━━ PROVIDED RECORDS ━━
PR #3531, opened 2021-09-21
fix(components): [el-popper] visible default value to false

btea:

### DIFF
--- a/packages/components/popper/src/use-popper/defaults.ts
+++ b/packages/components/popper/src/use-popper/defaults.ts
@@ -143,7 +143,7 @@ export default {
   },
   visible: {
     type: Boolean,
-    default: undefined,
+    default: false,
   },
   stopPopperMouseEvent: {
     type: Boolean,
--- a/packages/components/popper/src/use-popper/index.ts
+++ b/packages/components/popper/src/use-popper/index.ts
@@ -74,17 +74,23 @@ export default function (
     get() {
       if (props.disabled) {
         return false
-      } else {
-        return isBool(props.visible) ? props.visible : state.visible
       }
+      return state.visible
     },
     set(val) {
       if (isManualMode()) return
-      isBool(props.visible)
-        ? emit(UPDATE_VISIBLE_EVENT, val)
-        : (state.visible = val)
+      if (isBool(props.visible)) {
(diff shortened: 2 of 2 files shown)


sxzz (approved):

sxzz:
It seems that unit test failed. Could you please fix it?

btea:
@sxzz ok, I will fix it.

btea:
@sxzz I tried to fix it, and I found the reason of cause the unit test failure seems here, the emit seems invalid.
https://github.com/element-plus/element-plus/blob/d71c87344a36f1837027683fd847a85aa5e4ba17/packages/components/popper/src/use-popper/index.ts#L83-L85  
As so far, I can't resolve it, Could you give me some help? Thank you!

btea:
@sxzz I changed the visibility's `get` and `set` and I'm not sure if it will cause other problems.  Please check it! Thanks!

sxzz:
OK. I will this later.

JeremyWuuuuu:
Well, actually it was set to default `undefined` for reasons, for users that didn't want to use `v-model` binding we use that as an indicator for determining whether this is the case. May I ask based on what purpose we need to change this?

btea:
> Well, actually it was set to default `undefined` for reasons, for users that didn't want to use `v-model` binding we use that as an indicator for determining whether this is the case. May I ask based on what purpose we need to change this?

I want to change it because here has a ts error
image

JeremyWuuuuu:
> > Well, actually it was set to default `undefined` for reasons, for users that didn't want to use `v-model` binding we use that as an indicator for determining whether this is the case. May I ask based on what purpose we need to change this?
> 
> I want to change it because here has a ts error, and I don't think the default value of boolean type should be undefined.
> image

But we need to figure out a way to indicate the value was not passed into `popper`, actually I think I had found a way before you can checkout `hooks/use-popper` for more detail, my question is that, changing the code this way **might** break some functionalities, we need to be careful on this one though(not saying that we wouldn't want your PR, I think it is legit).

btea:
@JeremyWuuuuu Yes, I agree with you. At first, I thought it was simple, just changing a default value. But,  When I commit  the change, the unit test failed. To past the test, I changed the visibility and I'm not sure the change will affect other functions.~~

PR #3536, opened 2021-09-21
refactor(components): el-button icon

adaex:


imswk:
image
@adaex document example needs to be modified

JeremyWuuuuu:
@adaex @imswk For now this segment 
```ts
import { Search, Edit, Check, Message, Star, Delete } from '@element-plus/icons'
```
might not work for demo since the icon was not added into the demo as dependencies. So that the online demo will probably be unavailable for this case.

docs/en-US/component/button.md
```diff
@@ -72,18 +72,18 @@ button/size
```
JeremyWuuuuu, line 72: **Suggestion:**

Since I cannot add comment for unchanged lines so I am adding it here, after the refactor our user is able to pass `string` and `Component` to `icon` attribute to use icon, we need to specify that. So that in this file at line37 we should update the description from 

> Use the `icon` attribute to add icon. You can find the icon list in Element Plus icon component. Adding icons to the right side of the text is achievable with an `<i>` tag. Custom icons can be used as well.

to 

Use the `icon` attribute to add icon. You can pass either string for the component name (registered in advance) or the component itself which is a SVG Vue component. Element Plus has provided a set of icon that you can find at [icon](/en-US/component/icon)

NB: **Don't forget adding these descriptions for our user to make a smooth transition for each changed component**, we can always use a `tip` or `warning` to draw the attention help them to notice that we have made changes on the icons.

PR #3677, opened 2021-09-27
feat(build): support esm and minified full bundle

sxzz:

### DIFF
--- a/build/full-bundle.ts
+++ b/build/full-bundle.ts
@@ -6,7 +6,7 @@ import commonjs from '@rollup/plugin-commonjs'
 import vue from 'rollup-plugin-vue'
 import esbuild from 'rollup-plugin-esbuild'
 import replace from '@rollup/plugin-replace'
-import { parallel, series } from 'gulp'
+import { parallel } from 'gulp'
 import { genEntryTypes } from './entry-types'
 import { RollupResolveEntryPlugin } from './rollup-plugin-entry'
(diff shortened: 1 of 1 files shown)


build/full-bundle.ts
```diff
@@ -6,64 +6,78 @@ import commonjs from '@rollup/plugin-commonjs'
...
+      },
+      sourcemap: minify,
     },
-  })
-  green('index.full.js generated')
+    {
+      format: 'esm',
+      file: path.resolve(
+        epOutput,
+        `dist/index.full${minify ? '.min' : ''}.cjs`
```
JeremyWuuuuu, line 73: I think we can remove `full` here.
Also would it be weird since you have `esm` format, yet you use the extension name `.cjs`?

sxzz: This is almost the norm. Such as `vueuse`, tsup.

JeremyWuuuuu: I don't think this is legit naming for bundle with `esm` format with `cjs` extension.

I'm going to ask you to export co-responding file with correct name, if you want to output `cjs` you should write the file with `cjs` format, also applies to `esm`.

You can always output both `cjs` and `esm`, I am ok with this way.

sxzz: 😅 看错了

JeremyWuuuuu: We could aways follow this way:
image

jw-foss (approved):

PR #3736, opened 2021-09-29
chore: fix the source value error in web-types

tolking:

fix the source value error in web-types, ensure that in theory you can jump to the type definition files by the components name in the webstorm. 

```diff
- "source": {"symbol": "Affix"},
+ "source": {"symbol": "ElAffix"},
```

### DIFF
--- a/build/helper.ts
+++ b/build/helper.ts
@@ -20,9 +20,11 @@ const reDocUrl: InstallOptions['reDocUrl'] = (fileName, header) => {
 }
 
 const reWebTypesSource: InstallOptions['reWebTypesSource'] = (title) => {
-  const symbol = `El${title.replace(/-/g, ' ').replace(/^\w|\s+\w/g, (item) => {
-    return item.trim().toUpperCase()
-  })}`
+  const symbol = `El${title
+    .replaceAll(/-/g, ' ')
+    .replaceAll(/^\w|\s+\w/g, (item) => {
+      return item.trim().toUpperCase()
+    })}`
 
   return { symbol }
 }
--- a/build/helper.ts
+++ b/build/helper.ts
@@ -20,7 +20,7 @@ const reDocUrl: InstallOptions['reDocUrl'] = (fileName, header) => {
 }
 
 const reWebTypesSource: InstallOptions['reWebTypesSource'] = (title) => {
-  const symbol = `El${title.replace(/-/, ' ').replace(/^\w|\s+\w/g, (item) => {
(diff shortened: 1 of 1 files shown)


build/helper.ts
```diff
@@ -19,6 +19,14 @@ const reDocUrl: InstallOptions['reDocUrl'] = (fileName, header) => {
   return docs + fileName + (_header ? `#${_header}` : '')
 }
 
+const reWebTypesSource: InstallOptions['reWebTypesSource'] = (title) => {
+  const symbol = `EL${title.replace(/-/, ' ').replace(/^\w|\s+\w/g, (item) => {
```
JeremyWuuuuu, line 23: Should the symbol be started with `El`? I think `EL` seems wrong to me.

tolking: Yes this is a typo

build/helper.ts
```diff
@@ -19,6 +19,14 @@ const reDocUrl: InstallOptions['reDocUrl'] = (fileName, header) => {
   return docs + fileName + (_header ? `#${_header}` : '')
 }
 
+const reWebTypesSource: InstallOptions['reWebTypesSource'] = (title) => {
+  const symbol = `El${title.replace(/-/, ' ').replace(/^\w|\s+\w/g, (item) => {
```
sxzz, line 23:
```suggestion
  const symbol = `El${title.replace('-', ' ').replaceAll(/^\w|\s+\w/, (item) => {
```

tolking: When using regular, the replace is the same as the replaceAll. For easy reading?

sxzz: Yeah. I think `replaceAll` is better.

build/helper.ts
```diff
@@ -19,6 +19,14 @@ const reDocUrl: InstallOptions['reDocUrl'] = (fileName, header) => {
   return docs + fileName + (_header ? `#${_header}` : '')
 }
 
+const reWebTypesSource: InstallOptions['reWebTypesSource'] = (title) => {
+  const symbol = `El${title.replace(/-/g, ' ').replace(/^\w|\s+\w/g, (item) => {
```
sxzz, line 23:
```suggestion
  const symbol = `El${title.replaceAll('-', ' ').replaceAll(/^\w|\s+\w/, (item) => {
```

tolking:
```js
.replaceAll(/^\w|\s+\w/,
```

Is the wrong way to use, it should be

```js
.replaceAll(/^\w|\s+\w/g,
```

It's the same as replace

sxzz: My mistake. You're right.

sxzz (approved):

PR #3865, opened 2021-10-13
refactor: [basic-date-table] add rowType refactor getCellClasses

btea:

### DIFF
--- a/packages/components/date-picker/src/date-picker-com/basic-date-table.vue
+++ b/packages/components/date-picker/src/date-picker-com/basic-date-table.vue
@@ -41,6 +41,7 @@ import { defineComponent, computed, ref } from 'vue'
 import dayjs from 'dayjs'
 import { useLocaleInject } from '@element-plus/hooks'
 import { coerceTruthyValueToArray } from '@element-plus/utils/util'
+import type { rowType } from '../date-picker.type'
 import type { PropType } from 'vue'
 
 import type { Dayjs } from 'dayjs'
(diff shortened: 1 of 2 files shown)


packages/components/date-picker/src/date-picker-com/basic-date-table.vue
```diff
@@ -389,7 +373,7 @@ export default defineComponent({
 
     const isWeekActive = (cell) => {
       if (props.selectionMode !== 'week') return false
-      let newDate = props.date.startOf('day')
+      let newDate = props.date?.startOf('day')!
```
JeremyWuuuuu, line 376: I think this is somehow conflict since `date` is marked as  `optional` then you get the `!` mark for `startOf` method, question is why don't we do
```ts
      let newDate = props.date!.startOf('day')
```
instead?

packages/components/date-picker/src/date-picker-com/basic-date-table.vue
```diff
@@ -245,56 +247,38 @@ export default defineComponent({
...
-      }
-
-      if (cell.customClass) {
-        classes.push(cell.customClass)
+        start && classes.push('start-date')
+        end && classes.push('end-date')
       }
+      disabled && classes.push('disabled')
+      selected && classes.push('selected')
+      customClass && classes.push(customClass)
```
JeremyWuuuuu, line 281: I'd prefer something like this:

```
const classes = {
  disabled,
  selected,
  customClass,
}

return Object.entries(classes).filter(([kls, val]) => val).map(([kls]) => kls).join(' ')
```

packages/components/date-picker/src/date-picker-com/basic-date-table.vue
btea: OK, I'll replace it.

btea: OK, I'll replace it.

packages/components/date-picker/src/date-picker-com/basic-date-table.vue
btea: This is well written, and other classes can also be handled in this way.

btea:
It takes a long time and there are many code conflicts. I'll close the PR and create a new one.

PR #3979, opened 2021-10-20
fix(components): ensure table size affects inner selection

### LINKED ISSUE #3629: [bug report] the size attribute of El table does not take effect under specific circumstances
### Element Plus version
1.1.0-beta.16

### OS/Browsers version
macOS Big Sur-11.4    /  Google Chrome-94.0.4606.61

### Vue version
3.2.18

### Reproduction Link
https://codesandbox.io/embed/element-plus-spa-forked-thzs5?fontsize=14&hidenavigation=1&theme=dark

### Steps to reproduce
将 el-table 的size属性设置为 mini,正常情况下是生效的

将 el-table 的size属性设置为 mini,并将某一列的类型设置为 selection 复选框,el-table的 mini 就失效

### What is Expected?
将 el-table 的size属性设置为 mini,不论列的类型设置什,el-table的的size属性不会失效

将 el-table 的size属性设置为 mini,并将某一列的类型设置为 selection 复选框,el-table的大小，就会变成small样式

cokemine:
fix #3629

### DIFF
--- a/packages/components/table/src/store/watcher.ts
+++ b/packages/components/table/src/store/watcher.ts
@@ -46,7 +46,7 @@ const doFlattenColumns = (columns) => {
 
 function useWatcher<T>() {
   const instance = getCurrentInstance() as Table<T>
-  const { size: tableSize } = toRefs(instance.props)
+  const { size: tableSize } = toRefs(instance.proxy?.$props as any)
   const rowKey: Ref<string> = ref(null)
   const data: Ref<T[]> = ref([])
   const _data: Ref<T[]> = ref([])
--- a/packages/components/table/src/store/watcher.ts
+++ b/packages/components/table/src/store/watcher.ts
@@ -1,4 +1,4 @@
-import { ref, getCurrentInstance, unref, watch } from 'vue'
+import { ref, getCurrentInstance, unref, watch, toRefs } from 'vue'
 import { hasOwn } from '@vue/shared'
 import {
   getKeysMap,
@@ -46,6 +46,7 @@ const doFlattenColumns = (columns) => {
 
 function useWatcher<T>() {
   const instance = getCurrentInstance() as Table<T>
+  const { size: tableSize } = toRefs(instance.props)
   const rowKey: Ref<string> = ref(null)
   const data: Ref<T[]> = ref([])
   const _data: Ref<T[]> = ref([])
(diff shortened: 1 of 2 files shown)


packages/components/table/src/store/watcher.ts
```diff
@@ -46,6 +46,7 @@ const doFlattenColumns = (columns) => {
 
 function useWatcher<T>() {
   const instance = getCurrentInstance() as Table<T>
+  const { size: tableSize } = toRefs(instance.props)
```
JeremyWuuuuu, line 49: I think we should use `instance.$props` instead of `instance.$proxy.$props`(this one is actually reactive)

JeremyWuuuuu: cc @cokemine (

cokemine: It seems that the instance object obtained by getCurrentInstance Hook does not have $props or $proxy properties, we can only get the props through instance.props or instance.ctx(proxy).$props (still reactive)

JeremyWuuuuu: It was marked as optional because you can define a component without props so that would be accurate. For us we know that there must be this $props object you can use `!.` to bypass the type checking.

cokemine: But actually it is always `undefined` when I try to output it

JeremyWuuuuu: that's weird cc @sxzz can you have a look on this? Until we have found the root cause let's stick with your way.

sxzz: It's `instance.proxy.$props`. /cc @JeremyWuuuuu @cokemine 
image

sxzz: @cokemine Emmm, we just use instance.proxy.$props
```suggestion
  const { size: tableSize } = toRefs(instance.proxy.$props)
```

cokemine: What's the different between using `instance.props` and `instance.proxy.$props`.
I only know that `instance.ctx` can be only used in dev mode.
BTW, it seems like `instance.proxy.$props` will may lose types

jw-foss (approved):

packages/components/table/src/store/watcher.ts
JeremyWuuuuu: Doesn't matter, since `$props` is defined by Vue so we can simply cast it.

JeremyWuuuuu:
Thank you so much for making Element Plus better! :pray:

PR #4069, opened 2021-10-28
fix(components): [el-select] Automatically trigger verification

Alanscut:

fix #4052


Alanscut:
When select is multiple selection, the initial value should be bound to an array. It's just that when the type of the initial value is a string, it will be converted to an array. Everything can run normally, except that the calibration will be triggered automatically. Maybe it is better for us to remove the automatic trigger verification?

PR #4171, opened 2021-11-02
fix(build): windows executes build correctly

Yueyanc:

### DIFF
--- a/build/utils/process.ts
+++ b/build/utils/process.ts
@@ -4,7 +4,37 @@ import { projRoot } from './paths'
 
 export const run = async (command: string, cwd: string = projRoot) =>
   new Promise<void>((resolve, reject) => {
-    const [cmd, ...args] = command.split(' ')
+    let [cmd, ...args] = command.split(' ')
+    args.forEach((item, index) => {
+      console.log(item)
+      args[index] = item.replace(/\//g, '\\')
+    })
+    if (process.platform === 'win32') {
+      switch (cmd) {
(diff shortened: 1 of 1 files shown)


sxzz (commented):
I think we should refactor this part. And using `fs-extra` to copy and remove file

ChenAdien:
> 我认为我们应该重构这部分。并`fs-extra`用于复制和删除文件
Ok, I'll try to reconstruct it myself

ChenAdien:
> I think we should refactor this part. And using `fs-extra` to copy and remove file

Ok, I'll try to reconstruct it myself

JeremyWuuuuu:
So umm, I myself is not very familiar with Windows Platform APIs for `rsync` etc, but for me personally I think for Windows users, WSL2 would be a better solution without all those API mappings.

Just in case we should add some documentation here for recording the mapped APIs such as `rsync`.

build/utils/process.ts
```diff
@@ -4,7 +4,37 @@ import { projRoot } from './paths'
 
 export const run = async (command: string, cwd: string = projRoot) =>
   new Promise<void>((resolve, reject) => {
-    const [cmd, ...args] = command.split(' ')
+    let [cmd, ...args] = command.split(' ')
+    args.forEach((item, index) => {
+      console.log(item)
```
JeremyWuuuuu, line 9: Also please don't forget to remove the console part.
━━━
**EXERCISE DIRECTIONS:** Find and copy each line of the data where "visibility" is present.

**WORKED SOLUTION:**
@sxzz I changed the visibility's `get` and `set` and I'm not sure if it will cause other problems.  Please check it! Thanks!
@JeremyWuuuuu Yes, I agree with you. At first, I thought it was simple, just changing a default value. But,  When I commit  the change, the unit test failed. To past the test, I changed the visibility and I'm not sure the change will affect other functions.~~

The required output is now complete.